## [ACTIVITY]
Write the listing below again, word for word.

....

PR #1445, opened 2025-09-15
SRv3: accounting

eddort:


krogla (approved):
not tested deeply, but lgtm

....

## [SOLUTION FOR THIS PROBLEM]
PR #1445, opened 2025-09-15
SRv3: accounting

eddort:


krogla (approved):
not tested deeply, but lgtm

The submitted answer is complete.